# Indoor plant/weed growth



## Chewbecca (Jun 28, 2009)

Ok, so my plan is to buy some dandelion seeds and plant them in a plastic container with soil, and grow them for Stagger Lee (hatchling Redfoot).

Since I am TOTALLY clueless when it comes to even growing anything outside, I thought I'd post this here.

What type of light/bulb would be good to use for growing dandelion greens?
A direct link would be LOVELY. I'd seriously appreciate it.
I have a hibiscus plant that I already pluck leaves and petals from for him, and that will be coming inside in the colder months. I also have prickly pear cactus that will be going into a flower pot for him to munch on on his fruit days.

I've pulled dandelion greens, from WHERE I can, in my yard, but that's not always going to work. I'd like to grow them inside to have more control over what is going into them and what is not.

So what do I need to do?
I've already been to Lowe's for seeds and they looked at me like I said, "HEY, LET'S BURN DOWN VILLAGES AND KILL BABIES" when I asked them if they had any dandelion seeds.
But I can order them online. I found this place:
http://www.cherrygal.com/greens-dandelion-heirloom-seeds-2009-p-9954.html

I won't need a TON, not this year, as he's just a hatchling, soon-to-be a yearling, but he still won't eat a lot.

What else can I grow inside for him?

I figured I'd start with dandelion greens since they're a weed, can grow just about anywhere, and are fairly hard to kill, right?


Sorry if there has already been a thread about this, but I did a search, and didn't find anything.
Thanks!


----------



## Yvonne G (Jun 28, 2009)

Its a funny thing about dandelion seeds...if you have that beautifully sculpted and cared for lawn, weed free, one little dandy seed will sprout and cause you much chagrin! However, if you intentionally plant dandy seeds that you bought and paid for with hard-earned cash, the percentage of sprouts is really bad. 

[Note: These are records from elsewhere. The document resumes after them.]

PR #73, opened 2021-07-23
Set host for "Wait for CQL port"

simonfrey:
Explicitly set host for "Wait for CQL port" in restore_scylla_manager_backup/restore.yaml

Without this, the "Wait for CQL port" step timed out every time on gcs. (machine build from machine image)

### DIFF
--- a/example-playbooks/restore_scylla_manager_backup/restore.yaml
+++ b/example-playbooks/restore_scylla_manager_backup/restore.yaml
@@ -66,6 +66,7 @@
     - name: Wait for CQL port
       wait_for:
         port: 9042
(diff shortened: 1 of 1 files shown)


tarzanek:
@simonfrey thanks for this
what was the `ip add` output and output of `hostname` and output of /etc/hosts on the machine you had?

this should likely wait for the configured IP we configure for listen address, so we should take that variable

Towards the end of spring and getting along towards summer, quite a few of the places where seeds are sold will sell packages of seeds half off, or cheaper than normal. I buy many, many packages of veggie seeds and just broadcast them over the tortoise pens. You only have to be careful to not buy any of the veggies in the Deadly Nightshade family...tomatoes, peppers, etc. As the seeds sprout, the tortoises will eat the leaves.

Yvonne


----------



## Chewbecca (Jun 28, 2009)

Well, crap.
So, I will have a heck of a time trying to grow dandelions inside???

ACK.
He may just be living off of hibiscus petals and leaves this winter then.


----------



## Itort (Jun 28, 2009)

The big drawback I see to growing dandelions indoors is the fact they are a deeprooted plant. Plantain might be better bet though you would have to collect the seed.


----------



## Crazy1 (Jun 28, 2009)

Chewbecca, not all people have difficulty growing things inside, just some of us. Here is a list of some seeds, plants and Grocery store items you can supplement your RFs diet with.

*Easily obtained seeds:*
Dandelion greens
Plantain (the weed not the fruit)
Alyssum Sweet
Pansy
Petunias
Sedum
Strawberries (leaves and fruit)
Clover (I prefer Red or Crimson) (White is ok, but not dry)
Californian Poppy

*Plants that need about 3 months to rid of chemicals:*
Rose (flowers and leaves....make sure no systemic pesticides were used)
Banana leaves
Geraniums
Opuntia (prickly pear cactus)
Hens & chickens
Jade plant
hybiscus

*Grocery store items:*
Romaine lettuce
Red and green leaf lettuce
Endive
Escarole
Chicory
Radicchio
Turnip greens
Mustard greens (really strong taste)
Collards
Spring Mix (mixed salad greens)

Recommendations from www.redfoots.com
Grape Leaves, Hibiscus(blooms & leaves), Dandelion Greens, Curly Endive(not belgian)/Chicory, Escarole and Collard Greens


----------



## Chewbecca (Jun 28, 2009)

Thank you!

I knew that I could get most of the stuff from the redfoots.com list at the grocery store, but I figured if I could grow a lot of stuff inside my house, it would save having to buy LOADS of it at once and wasting it.
I cannot find dandelion greens at any of my grocery stores. That's one reason I wanted to grow it.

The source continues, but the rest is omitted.